● AIM OF THE TASK: Without any omission, reproduce the records that follow.

(Stored data)
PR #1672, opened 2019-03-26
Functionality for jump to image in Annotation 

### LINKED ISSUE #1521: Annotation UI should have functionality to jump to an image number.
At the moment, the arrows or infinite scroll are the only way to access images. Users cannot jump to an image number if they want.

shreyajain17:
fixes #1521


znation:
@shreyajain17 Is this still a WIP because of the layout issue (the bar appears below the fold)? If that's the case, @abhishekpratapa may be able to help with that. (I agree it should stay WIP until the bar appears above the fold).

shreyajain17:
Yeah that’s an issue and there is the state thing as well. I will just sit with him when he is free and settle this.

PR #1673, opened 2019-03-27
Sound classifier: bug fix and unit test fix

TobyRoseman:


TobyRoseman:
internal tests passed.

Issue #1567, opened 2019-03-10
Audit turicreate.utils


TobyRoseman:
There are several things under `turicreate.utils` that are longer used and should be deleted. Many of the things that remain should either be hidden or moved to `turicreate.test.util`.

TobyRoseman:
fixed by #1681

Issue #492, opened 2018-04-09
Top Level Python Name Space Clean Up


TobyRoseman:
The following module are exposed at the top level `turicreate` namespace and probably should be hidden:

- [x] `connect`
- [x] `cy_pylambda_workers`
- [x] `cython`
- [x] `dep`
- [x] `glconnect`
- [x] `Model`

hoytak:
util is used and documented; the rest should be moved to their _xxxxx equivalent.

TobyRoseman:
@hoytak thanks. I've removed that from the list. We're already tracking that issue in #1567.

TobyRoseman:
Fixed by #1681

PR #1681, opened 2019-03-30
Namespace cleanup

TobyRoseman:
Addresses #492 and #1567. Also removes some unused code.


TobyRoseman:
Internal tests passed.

● SOLUTION:
PR #1672, opened 2019-03-26
Functionality for jump to image in Annotation 

### LINKED ISSUE #1521: Annotation UI should have functionality to jump to an image number.
At the moment, the arrows or infinite scroll are the only way to access images. Users cannot jump to an image number if they want.

shreyajain17:
fixes #1521


znation:
@shreyajain17 Is this still a WIP because of the layout issue (the bar appears below the fold)? If that's the case, @abhishekpratapa may be able to help with that. (I agree it should stay WIP until the bar appears above the fold).

shreyajain17:
Yeah that’s an issue and there is the state thing as well. I will just sit with him when he is free and settle this.

PR #1673, opened 2019-03-27
Sound classifier: bug fix and unit test fix

TobyRoseman:


TobyRoseman:
internal tests passed.

Issue #1567, opened 2019-03-10
Audit turicreate.utils


TobyRoseman:
There are several things under `turicreate.utils` that are longer used and should be deleted. Many of the things that remain should either be hidden or moved to `turicreate.test.util`.

TobyRoseman:
fixed by #1681

Issue #492, opened 2018-04-09
Top Level Python Name Space Clean Up


TobyRoseman:
The following module are exposed at the top level `turicreate` namespace and probably should be hidden:

- [x] `connect`
- [x] `cy_pylambda_workers`
- [x] `cython`
- [x] `dep`
- [x] `glconnect`
- [x] `Model`

hoytak:
util is used and documented; the rest should be moved to their _xxxxx equivalent.

TobyRoseman:
@hoytak thanks. I've removed that from the list. We're already tracking that issue in #1567.

TobyRoseman:
Fixed by #1681

PR #1681, opened 2019-03-30
Namespace cleanup

TobyRoseman:
Addresses #492 and #1567. Also removes some unused code.


TobyRoseman:
Internal tests passed.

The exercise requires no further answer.